* [What you will do]: Set out each line from the following listing that includes the word "Fixed".

* [Task material]:
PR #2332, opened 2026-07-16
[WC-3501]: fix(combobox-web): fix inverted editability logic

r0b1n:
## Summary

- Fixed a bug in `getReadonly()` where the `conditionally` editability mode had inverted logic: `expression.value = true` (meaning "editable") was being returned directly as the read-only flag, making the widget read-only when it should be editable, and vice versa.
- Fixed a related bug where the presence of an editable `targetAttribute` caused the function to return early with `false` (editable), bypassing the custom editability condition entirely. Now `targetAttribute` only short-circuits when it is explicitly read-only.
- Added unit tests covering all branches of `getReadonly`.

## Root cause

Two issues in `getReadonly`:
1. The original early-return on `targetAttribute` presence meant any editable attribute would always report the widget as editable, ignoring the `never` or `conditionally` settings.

* [Output for this exercise]:
- Fixed a bug in `getReadonly()` where the `conditionally` editability mode had inverted logic: `expression.value = true` (meaning "editable") was being returned directly as the read-only flag, making the widget read-only when it should be editable, and vice versa.
- Fixed a related bug where the presence of an editable `targetAttribute` caused the function to return early with `false` (editable), bypassing the custom editability condition entirely. Now `targetAttribute` only short-circuits when it is explicitly read-only.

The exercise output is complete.